Input material Block Start

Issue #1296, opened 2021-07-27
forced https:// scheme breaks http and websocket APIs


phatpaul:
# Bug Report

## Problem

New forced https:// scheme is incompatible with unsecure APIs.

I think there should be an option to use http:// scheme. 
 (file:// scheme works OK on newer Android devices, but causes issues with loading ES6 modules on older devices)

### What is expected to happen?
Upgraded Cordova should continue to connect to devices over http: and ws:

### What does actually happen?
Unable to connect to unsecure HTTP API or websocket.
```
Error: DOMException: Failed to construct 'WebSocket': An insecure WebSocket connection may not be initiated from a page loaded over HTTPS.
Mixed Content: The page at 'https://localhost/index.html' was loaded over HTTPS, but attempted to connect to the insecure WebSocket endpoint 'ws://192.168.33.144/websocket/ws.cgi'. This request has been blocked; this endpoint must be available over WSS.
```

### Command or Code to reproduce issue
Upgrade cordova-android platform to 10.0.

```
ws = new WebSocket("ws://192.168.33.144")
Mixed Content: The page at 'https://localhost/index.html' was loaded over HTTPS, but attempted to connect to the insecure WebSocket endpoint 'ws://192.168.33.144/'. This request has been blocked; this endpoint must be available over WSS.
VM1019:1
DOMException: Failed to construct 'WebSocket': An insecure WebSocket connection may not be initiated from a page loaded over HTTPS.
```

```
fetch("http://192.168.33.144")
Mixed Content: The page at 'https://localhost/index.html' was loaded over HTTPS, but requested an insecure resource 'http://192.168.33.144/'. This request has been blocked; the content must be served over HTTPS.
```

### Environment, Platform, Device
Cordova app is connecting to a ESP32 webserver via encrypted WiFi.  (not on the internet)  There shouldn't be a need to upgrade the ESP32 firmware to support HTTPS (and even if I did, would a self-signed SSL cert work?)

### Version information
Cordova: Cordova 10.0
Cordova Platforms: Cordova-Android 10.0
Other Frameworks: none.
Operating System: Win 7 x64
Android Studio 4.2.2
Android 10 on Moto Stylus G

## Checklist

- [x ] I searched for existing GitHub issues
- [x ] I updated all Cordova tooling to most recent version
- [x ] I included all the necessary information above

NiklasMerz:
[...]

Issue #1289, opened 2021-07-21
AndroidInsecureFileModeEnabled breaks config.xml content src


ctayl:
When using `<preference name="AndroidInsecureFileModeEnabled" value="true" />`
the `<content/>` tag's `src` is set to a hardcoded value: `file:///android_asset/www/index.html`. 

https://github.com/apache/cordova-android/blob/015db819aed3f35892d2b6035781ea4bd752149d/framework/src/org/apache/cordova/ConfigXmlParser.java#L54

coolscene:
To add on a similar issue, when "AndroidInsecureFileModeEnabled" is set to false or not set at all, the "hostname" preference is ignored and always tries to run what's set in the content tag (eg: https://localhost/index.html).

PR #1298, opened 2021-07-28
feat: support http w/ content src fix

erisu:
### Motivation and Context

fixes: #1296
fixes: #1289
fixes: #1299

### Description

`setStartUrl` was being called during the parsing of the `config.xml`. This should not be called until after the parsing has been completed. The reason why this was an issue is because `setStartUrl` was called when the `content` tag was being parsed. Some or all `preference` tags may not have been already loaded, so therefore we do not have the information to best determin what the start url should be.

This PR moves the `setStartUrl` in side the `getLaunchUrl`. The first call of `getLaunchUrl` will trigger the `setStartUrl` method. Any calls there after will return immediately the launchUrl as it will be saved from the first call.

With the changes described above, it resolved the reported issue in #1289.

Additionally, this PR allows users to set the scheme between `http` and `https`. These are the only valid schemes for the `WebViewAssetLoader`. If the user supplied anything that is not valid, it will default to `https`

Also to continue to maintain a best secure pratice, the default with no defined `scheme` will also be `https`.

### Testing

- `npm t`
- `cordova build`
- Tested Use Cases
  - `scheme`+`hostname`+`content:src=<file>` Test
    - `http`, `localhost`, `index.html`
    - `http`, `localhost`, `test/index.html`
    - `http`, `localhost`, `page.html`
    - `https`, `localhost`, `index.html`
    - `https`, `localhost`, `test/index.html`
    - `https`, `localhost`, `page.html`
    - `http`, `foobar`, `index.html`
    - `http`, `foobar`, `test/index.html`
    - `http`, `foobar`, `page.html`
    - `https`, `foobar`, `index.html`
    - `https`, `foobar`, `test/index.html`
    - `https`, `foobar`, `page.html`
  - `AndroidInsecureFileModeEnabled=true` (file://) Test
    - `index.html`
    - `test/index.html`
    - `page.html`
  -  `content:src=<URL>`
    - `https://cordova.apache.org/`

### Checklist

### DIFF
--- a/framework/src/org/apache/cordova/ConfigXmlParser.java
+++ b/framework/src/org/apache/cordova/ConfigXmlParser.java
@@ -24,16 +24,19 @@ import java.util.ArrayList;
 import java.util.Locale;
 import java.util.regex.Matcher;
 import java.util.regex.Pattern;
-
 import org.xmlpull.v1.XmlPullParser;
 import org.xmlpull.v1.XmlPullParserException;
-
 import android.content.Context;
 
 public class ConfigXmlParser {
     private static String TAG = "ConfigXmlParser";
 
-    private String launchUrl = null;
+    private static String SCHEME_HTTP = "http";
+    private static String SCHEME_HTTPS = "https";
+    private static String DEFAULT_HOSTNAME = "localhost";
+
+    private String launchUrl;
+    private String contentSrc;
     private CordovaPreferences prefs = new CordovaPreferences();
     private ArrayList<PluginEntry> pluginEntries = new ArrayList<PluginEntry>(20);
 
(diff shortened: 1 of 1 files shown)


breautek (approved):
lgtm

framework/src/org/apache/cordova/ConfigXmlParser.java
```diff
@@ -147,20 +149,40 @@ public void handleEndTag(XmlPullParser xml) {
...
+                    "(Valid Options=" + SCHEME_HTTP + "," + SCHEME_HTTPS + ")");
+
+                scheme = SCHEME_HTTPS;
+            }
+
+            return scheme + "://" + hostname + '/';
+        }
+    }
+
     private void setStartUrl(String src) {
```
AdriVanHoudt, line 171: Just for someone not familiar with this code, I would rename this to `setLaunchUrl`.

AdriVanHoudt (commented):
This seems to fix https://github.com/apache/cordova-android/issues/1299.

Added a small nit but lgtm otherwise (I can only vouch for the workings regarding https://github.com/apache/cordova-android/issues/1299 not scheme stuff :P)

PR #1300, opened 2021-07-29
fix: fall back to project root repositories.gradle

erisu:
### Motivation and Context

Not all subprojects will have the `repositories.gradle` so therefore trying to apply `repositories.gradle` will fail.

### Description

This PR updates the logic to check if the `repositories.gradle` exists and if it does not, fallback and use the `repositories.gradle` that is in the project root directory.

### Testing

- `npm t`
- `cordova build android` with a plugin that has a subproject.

Input material Block End

Required work: From the data above, copy every line where "connection" appears.

Your response:
Error: DOMException: Failed to construct 'WebSocket': An insecure WebSocket connection may not be initiated from a page loaded over HTTPS.
DOMException: Failed to construct 'WebSocket': An insecure WebSocket connection may not be initiated from a page loaded over HTTPS.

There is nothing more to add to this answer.